Closed shwangtangjun closed 1 year ago
Hi, thank you for carefully checking our discussion results and proposing the issue. I will check the history records and re-run the codes for double check.
Hi. Any progress?
The results of the Fig. 2(b) are wrong and actually, it is based on another model implementation. This model version requires stacking deep layers for performing well, which is slow and redundant, although it is insensisitve to deep model depth. But this is not what we finally used for the evaluation and comparison.
The correct version (i.e., the provided codes in this repo) can perform well using shallow layers (e.g., 8 on Cora, 4 on Citeseer/Pubmed), as shown by our experiments. In this way, one does not need to use deep layers since the shallow model can already perform superiorly. And, if one still needs to consider deep layers, then using small step size \alpha can be used to alleviate the sensivitity to model depth (e.g., setting \alpha=0.1 or smaller)

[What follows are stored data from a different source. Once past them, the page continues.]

PR #14561, opened 2023-03-09
[voicerss] Add LRU cache

lolodomo:

### DIFF
--- a/bundles/org.openhab.voice.voicerss/README.md
+++ b/bundles/org.openhab.voice.voicerss/README.md
@@ -166,9 +166,10 @@ It supports the following audio formats: MP3, OGG, AAC and WAV.
 
 ## Caching
 
-The VoiceRSS extension does cache audio files from previous requests, to reduce traffic, improve performance, reduce number of requests and provide same time offline capability.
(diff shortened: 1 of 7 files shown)


lolodomo:
@dalgwen : here is a first implementation.
It is working well when the cache is enabled. But when I disable the cache, I see that my method `synthesizeForCache` is called but then I have no rendering (no sound). I am using the command `say`. I suppose there is a bug in the code of the cache when the cache is disabled.

lolodomo:
For the review, `VoiceRSSFileAudioStream` is not a new class but the previous class named `VoiceRSSAudioStream` and I added/defined a different class `VoiceRSSAudioStream`.

J-N-K:
What is the state here?

lolodomo:
This PR is now finished and properly tested. But it is preferable to first wait for an update of all audio sinks. If not, the case where the TTS cache is disabled will probably not work with most of audio sinks.

lolodomo:
To be updated when openhab/openhab-core#3675 is merged.

lolodomo:
This PR is now ready for a review. It has been fully tested with Sonos as audio sink, either with cache enabled or disabled.

kaikreuzer (approved):
lgtm, thanks!

lolodomo:
Excellent, thank you.

PR #14564, opened 2023-03-09
[mimictts] Add LRU cache

dalgwen:
Hello,

This pull request add the common TTS cache capability to the mimic TTS Service. (MimicTTSService.java)

And also : [mimictts] Fix playing with audio servlet
It also fixes an issue with a sound not playing with servlet based sink. (AutoDeleteFileAudioStream.java)
(The system responsible for deleting a file that is not used anymore was too greedy. The sound file was deleted, detecting a closing stream, before even being read for "real")


lolodomo:
Maybe your class AutoDeleteFileAudioStream could be moved into core framework to be used by different add-ons?

dalgwen:
Hum yes, but is it really a good implementation for core ?
I designed it as a workaround (temporary), and it is not very bug proof. If the stream is not read by the sink, for whatever reason, then it won't even be deleted.

The more I think about it, the more I think it should be handled in the `AudioHTTPServer` implementation.
Instead of :
    `String serve(FixedLengthAudioStream stream, int seconds);`
The method could be :
    `String serve(AudioStream stream, int seconds);`

And then, in the `AudioServlet` implementation, the `serve (AudioStream stream, int second)` method implementation could
- if stream is FixedAudioStream, then as proceed usual (putting the stream in a multi time enabled map for further reference)
- if not, then using a temporary cache file, a wrapper, or whatever magic, and still putting it in the multi time enabled map.

Then we won't have to do workarounds in all TTS services for the audio sinks that only support this multi time `serve (FixedLengthAudioStream stream, int second)` method.

WDYT ?

lolodomo:
Looks like a great idea.

lolodomo:
@dalgwen : do you propose to implement your idea (`AudioHTTPServer`) ?

lolodomo:
@dalgwen : I have another idea. `synthesizeForCache` is called by the cache handler in two cases:

1. When the cache is enabled and a new TTS has to be added in the cache
2. When the cache is disabled

Our problem is only with the second case. Why not distinguishing the two cases and add a new method `synthesizeWithoutCache` in `AbstractCachedTTSService`. For this method, the TTS service would know that it has to create a file and return a FileAudioStream.
mimic and voiceRRS would then build a temporary file when this method is called.

WDYT ?

dalgwen:
> do you propose to implement your idea (`AudioHTTPServer`) ?

I made a try : 
https://github.com/dalgwen/openhab-core/commit/9b95051bd4d3ed549ad1b58f4a910872590e63ee

With this, the servlet and the audiosinks using it do not need to restrain to FixedLengthAudioStream.
The servlet take a copy in memory if it is small (< 1MB, to avoid disk write operation), or in a temporary file (should be very rare because 1MB is, I think, larger than the majority of use cases). It then serves the copy. And the copy can be cloned and used several times.

I still have one weird behaviour : the code to delete the file when expired is called, but the file remains on disk.

lolodomo:
Looks like a good solution? I hope you can fix your weird behaviour with file not deleted.

dalgwen:
I did a PR(https://github.com/openhab/openhab-core/pull/3461) for what we discuss here.

In the meantime, I put this PR on "draft" mode

lolodomo:
@dalgwen : is it ready for a review ?

dalgwen:
> @dalgwen : is it ready for a review ?

I just force pushed after a rebase.

As this PR removes the workaround for the HTTP audio servlet, it will break compatibility with audio sink using audio servlet and still testing against FixedLengthAudioStream.
Apart of this, it is ready.

lolodomo (changes requested):

lolodomo:
> As this PR removes the workaround for the HTTP audio servlet, it will break compatibility with audio sink using audio servlet and still testing against FixedLengthAudioStream.
> Apart of this, it is ready.

Please unmark the PR as draft in this case.
I will merge it as soon as most of audio sinks are changed.

bundles/org.openhab.voice.mimictts/src/main/java/org/openhab/voice/mimic/internal/MimicTTSService.java
```diff
@@ -325,16 +302,16 @@ public AudioStream synthesize(String text, Voice voice, AudioFormat requestedFor
         }
     }
 
-    private AudioStream createTemporaryFile(InputStream inputStream, AudioFormat audioFormat) throws TTSException {
-        File mimicDirectory = new File(OpenHAB.getUserDataFolder(), "mimic");
-        mimicDirectory.mkdir();
+    @Override
+    public String getCacheKey(String text, Voice voice, AudioFormat requestedFormat) {
```
lolodomo, line 306: Interesting. I realize that I have to do something similar in VoiceRSS.

bundles/org.openhab.voice.mimictts/src/main/resources/OH-INF/config/config.xml
```diff
@@ -11,12 +11,6 @@
 			<description>Mimic 3 URL.</description>
 			<default>http://localhost:59125</default>
 		</parameter>
-		<parameter name="workaroundServletSink" type="boolean" required="false">
-			<label>Workaround For Servlet-Based Audiosink</label>
-			<description>Enable this workaround to store temporarily the file on disk. Needed if you play on audiosink based on
-				the openHAB audio servlet.</description>
-			<default>false</default>
-		</parameter>
```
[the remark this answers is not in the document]
dalgwen: Good catch. thanks. Done

bundles/org.openhab.voice.mimictts/src/main/java/org/openhab/voice/mimic/internal/MimicTTSService.java
dalgwen: The default cache key generator is sufficient for most of the case. But for some configuration particularities (pitch, speed, etc.) it could indeed be extended.

bundles/org.openhab.voice.mimictts/src/main/resources/OH-INF/config/config.xml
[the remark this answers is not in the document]
lolodomo: You did not push any new commit

bundles/org.openhab.voice.mimictts/src/main/java/org/openhab/voice/mimic/internal/MimicTTSService.java
lolodomo: Yes, you're right, the default key generation is fine for VoiceRSS.

bundles/org.openhab.voice.mimictts/src/main/java/org/openhab/voice/mimic/internal/MimicTTSService.java
```diff
@@ -325,16 +302,16 @@ public AudioStream synthesize(String text, Voice voice, AudioFormat requestedFor
...
         try {
-            File tempFile = File.createTempFile(UUID.randomUUID().toString(), ".wav", mimicDirectory);
-            tempFile.deleteOnExit();
-            Files.copy(inputStream, tempFile.toPath(), StandardCopyOption.REPLACE_EXISTING);
-            return new AutoDeleteFileAudioStream(tempFile, audioFormat);
-        } catch (AudioException | IOException e) {
-            throw new TTSException("Cannot create temporary audio file", e);
+            md = MessageDigest.getInstance("MD5");
+        } catch (NoSuchAlgorithmException e) {
+            return "nomd5algorithm";
```
lolodomo, line 310: Maybe you could rather call the super class in case of exception ?

bundles/org.openhab.voice.mimictts/src/main/java/org/openhab/voice/mimic/internal/MimicTTSService.java
```diff
@@ -325,16 +302,16 @@ public AudioStream synthesize(String text, Voice voice, AudioFormat requestedFor
...
         }
+        byte[] binaryKey = ((text + voice.getUID() + requestedFormat.toString() + config.speakingRate
+                + config.audioVolatility + config.phonemeVolatility).getBytes());
+        return String.format("%032x", new BigInteger(1, md.digest(binaryKey)));
```
lolodomo, line 314: In GoogleTTS, I saw that you excluded the voice from the hash, probably to have file names not containing only a hash ?
Would you like to do the same here ?

bundles/org.openhab.voice.mimictts/src/main/resources/OH-INF/config/config.xml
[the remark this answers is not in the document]
dalgwen: Third time... Sorry. I hope it will "sink" in 😉

bundles/org.openhab.voice.mimictts/src/main/java/org/openhab/voice/mimic/internal/MimicTTSService.java
dalgwen: The super class will fail in the same way (it also uses md5)

bundles/org.openhab.voice.mimictts/src/main/java/org/openhab/voice/mimic/internal/MimicTTSService.java
dalgwen: I did this in google tts this because the old custom google tts cache made the same thing.
Here, I'm not this confident, as I don't know if the voice name will always be "filename friendly".

bundles/org.openhab.voice.mimictts/src/main/java/org/openhab/voice/mimic/internal/MimicTTSService.java
lolodomo: Ok

bundles/org.openhab.voice.mimictts/src/main/java/org/openhab/voice/mimic/internal/MimicTTSService.java
lolodomo: Ok

lolodomo (approved):
LGTM, thank you

lolodomo:
I will wait a little (maybe end of weekend), I hope someone will merge my changes in audio sinks.
But this will be included in Milestone 5.

PR #14565, opened 2023-03-10
[picotts] Add LRU cache

dalgwen:
This pull request make use of the [new TTS LRU cache](https://github.com/openhab/openhab-core/pull/3057) by applying it to the Pico TTS service.

### DIFF
--- a/bundles/org.openhab.voice.picotts/src/main/java/org/openhab/voice/picotts/internal/PicoTTSService.java
+++ b/bundles/org.openhab.voice.picotts/src/main/java/org/openhab/voice/picotts/internal/PicoTTSService.java
@@ -35,9 +35,9 @@ import org.osgi.service.component.annotations.Reference;
 /**
  * @author Florian Schmidt - Initial Contribution
  */
-@Component
+@Component(service = TTSService.class)
 @NonNullByDefault
-public class PicoTTSService extends AbstractCachedTTSService implements TTSService {
+public class PicoTTSService extends AbstractCachedTTSService {
 
     @Activate
     public PicoTTSService(@Reference TTSCache ttsCache) {
--- a/bundles/org.openhab.voice.picotts/src/main/java/org/openhab/voice/picotts/internal/PicoTTSService.java
+++ b/bundles/org.openhab.voice.picotts/src/main/java/org/openhab/voice/picotts/internal/PicoTTSService.java
@@ -23,17 +23,27 @@ import org.eclipse.jdt.annotation.Nullable;
 import org.openhab.core.audio.AudioException;
 import org.openhab.core.audio.AudioFormat;
 import org.openhab.core.audio.AudioStream;
+import org.openhab.core.voice.AbstractCachedTTSService;
+import org.openhab.core.voice.TTSCache;
 import org.openhab.core.voice.TTSException;
 import org.openhab.core.voice.TTSService;
 import org.openhab.core.voice.Voice;
+import org.osgi.service.component.annotations.Activate;
 import org.osgi.service.component.annotations.Component;
+import org.osgi.service.component.annotations.Reference;
 
 /**
  * @author Florian Schmidt - Initial Contribution
  */
 @Component
 @NonNullByDefault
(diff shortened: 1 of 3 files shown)


bundles/org.openhab.voice.picotts/src/main/java/org/openhab/voice/picotts/internal/PicoTTSService.java
```diff
@@ -23,17 +23,27 @@
...
 import org.osgi.service.component.annotations.Component;
+import org.osgi.service.component.annotations.Reference;
 
 /**
  * @author Florian Schmidt - Initial Contribution
  */
 @Component
 @NonNullByDefault
-public class PicoTTSService implements TTSService {
+public class PicoTTSService extends AbstractCachedTTSService implements TTSService {
```
lolodomo, line 40: `AbstractCachedTTSService` already implements `TTSService `.
Another option is to rather use 
```
@Component(service = TTSService.class)
```

lolodomo (commented):
Just one comment.

lolodomo:
No risk of problem with the audio servlet for this one ?

lolodomo:
> No risk of problem with the audio servlet for this one ?

I answer to myself: this TTS service always create a (temporary) file, so no risk.

lolodomo:
picotts (like mactts) is creating a temporary file.
I think we could add a method in `AbstractCachedTTSService` that would be called by the cache mechanism when the cache  has created its own file from the returned AudioStream. That method will inform the TTS service that it can release/delete its file. This will avoid having audio files duplicated, one as a temporary file by the TTS service and one in the TTS cache.

WDYT ?

dalgwen:
Yes, indeed, it is not clean to keep several files.
If I had to do this, I would create an interface Releasable (or something like this), with a method release() inside.
The FileAudioStream, PicoTTSAudioStream, etc, could then implements it.

And inside LRUMediaCacheEntry, in the read method (line 281, which is the only place where we could say with certainty that the original InputStream is no longer needed), we could check if the InputStream implements the Releasable interface and in this case call the release method (which, in our case, is a deletion).

lolodomo:
We could even make it simpler. Just add a method `release` to `FileAudioStream`. That would also require to fix the picotts and mactts so that their audio stream class extend FileAudioStream instead of FixedLengthAudioStream. Would it be not enough "clean" to do that ?

lolodomo:
In the addons database, the only bindings really using FileAudioStream (other than for its public constants) are 3 TTS services: mimic, voicerss and polytts.
So if we change `FileAudioStream`, it will be easy to check the possible impact on the existing addons suing it.

lolodomo:
Regarding the file deletion, I believe we should let each TTS service decide what to do with the files they produced.
So I would really prefer a new method in `AbstractCachedTTSService` that will be called by the TTS cxache handler.

lolodomo:
I now realized that the place where it should be called is in LRUMediaCacheEntry and we don't have at this place an access to the `AbstractCachedTTSService`.

> If I had to do this, I would create an interface Releasable (or something like this), with a method release() inside.
> The FileAudioStream, PicoTTSAudioStream, etc, could then implements it.

Yes, I think now that that you're right.

lolodomo:
@dalgwen : I believe you just have to add the `dispose` method like I did in #15109

lolodomo:
> @dalgwen : I believe you just have to add the `dispose` method like I did in #15109

Can you add that and look at my comment ?
Then I will approve and merge your PR.

lolodomo:
@dalgwen : no chance to finish? 
If you prefer, I can create an alternative PR.

dalgwen:
@lolodomo 
Excuse me I forgot this, was thinking about finishing sinks first. I will check this this today or tomorrow.

dalgwen:
dispose and readme done

lolodomo (approved):
LGTM, thank you

lolodomo:
I merged this PR immediately because a `FixedLengthAudioStream` is used by this TTS service, so we do not depend on any enhancement of audio sinks.

PR #14571, opened 2023-03-10
[shelly] Remove unused headings

felixschndr:
Remove the unused headings for generation 2. There is probably a manual missing for gen 2, but while this is the case the headlines can be removed

Signed-off-by: Felix Schneider <fs@felix-schneider.org>


jlaur (approved):
LGTM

We will run more experiments and update the figure in the paper soon. Sorry for causing the confusion.
Ok. Looking forward to seeing the revised paper.
I have updated the Arxiv paper with new fig. 2. In this experiment, we do not tune other hyper-parameters and only change the step size (--alpha) and the model depth (--num_layers) for obtaining the results in the figure.
Thanks again for pointing out this issue.
Thanks! I've checked the updated results. Nice work.
Could you provide the specific parameter settings for reproducing the results in Fig.2(b), when the model depth is large? I had problem even when the model depth is 16, i.e. --num_layers 16.
python main.py --dataset cora --method difformer --rand_split_class --lr 0.001 --weight_decay 0.01 --dropout 0.2 --num_layers 16 --hidden_channels 64 --num_heads 1 --kernel simple --use_graph --use_bn --use_residual --alpha 0.5 --runs 1 --epochs 500 --seed 123 --device 0
The output accuracy is 29.40%, and is achieved on the 8th epoch. I have tried tuning weight_decay, dropout, but nothing helps.